# Pomeranian grooming help



## tgrsnpr (Oct 1, 2008)

My pom has been getting mats around her neck area where her collar is at and also behind her ears. The brush that i have is







. I've tried using the current brush I have but sometimes it doesn't work so I have to just cut her mats off. Is there a different brush I can use to get all the mats off instead of using scissors?


----------



## Dieselsmama (Apr 1, 2007)

That brush is fine but needs to be used in conjunction with a greyhound comb to get down to the skin. You should be parting the hair down to the skin and line brushing in layers first then going back through with the comb to catch any spots you've missed with the brush. I would suggest not leaving her collar on her all the time but just when you go out to help prevent this.


----------



## Graco22 (Jul 16, 2007)

Ditto what Diesel said...follow the brushing up with a metal greyhound style comb, combing all the way to the skin, and it is impossible to have any further matting.
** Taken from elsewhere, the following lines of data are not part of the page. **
PR #975, opened 2024-12-20
DEVOP-53 automatically deploy main branch to devNet

mcmillennick:
# Summary
- **Categories**: `cicd`

Adds workflow jobs for triggering new deployment to k8s pipeline.

# Changelog

Modified the build-push-containers to trigger and check a workflow in the movement-infra org that deploys the movement-network helm chart to the kubernetes clusters in the devNet environment. This happens after the container checks so that it's guaranteed the containers are built and tested.

# Testing

I've done some pretty extensive testing with triggering the workflow both in this repo and the infrastructure repo. I added error handling in the pipeline to make debugging failed deployments a easier.

But once there's a commit on main or a branch is tagged to build the containers we should see this pipeline trigger the devNet deploy.

# Outstanding issues
The helm chart sometimes errors out but this shouldn't interfere with the deployment pipeline but will inform in the build-push-containers workflow that triggers the deploy.

### DIFF
--- a/.github/workflows/build-push-containers-all.yml
+++ b/.github/workflows/build-push-containers-all.yml
@@ -1023,7 +1023,7 @@ jobs:
         RUN_ID: ${{ steps.get_run_id.outputs.run_id }}
         TOKEN: ${{ secrets.INFRA_GH_TOKEN }}
       run: |
-        API_URL="https://api.github.com/repos/${OWNER}/${REPO}/actions/runs/${run_id}"
+        API_URL="https://api.github.com/repos/${OWNER}/${REPO}/actions/runs/${RUN_ID}"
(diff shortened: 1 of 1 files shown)


radupopa369 (approved):

0xmovses:
This might sound silly, as it may have already been decided. Do we always want main to be devnet latest? Will there be a seperate branch then for mainnet (presumably a fair few versions behind devnet / main)

0xmovses:
Also 
>or a branch is tagged to build the containers we should see this pipeline trigger the devNet deploy

I don't think we want this functionality, often branches use this tag for CI testing purposes, we don't want to automically enable devnet deploys from a container build job.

If you need to keep a collar on her, a rolled leather collar is the best to help minimize matting.


----------



## tgrsnpr (Oct 1, 2008)

yes, I sorta have to keep her collar on because she LOVES to run out the door. She has done this almost 10 times maybe even more. Luckily, we have been able to catch her. But she does have a microchip on. But ill try to find a rolled leather collar. Would the the FURminator work?


----------



## Dieselsmama (Apr 1, 2007)

No, a furminator would not work to do the job you're looking for. A furminator is a de-shedding tool, not sufficient for a pom's coat to keep it matt free. If you cannot leave her collar off in the house (and this is a real danger BTW) then at least use a rolled leather collar like Graco suggested.


----------



## tgrsnpr (Oct 1, 2008)

Yes I just asked my sister to get one from petco cuz hawaii doesn't have a petco and she is at washington. Thanks for helping diesel and graco.


----------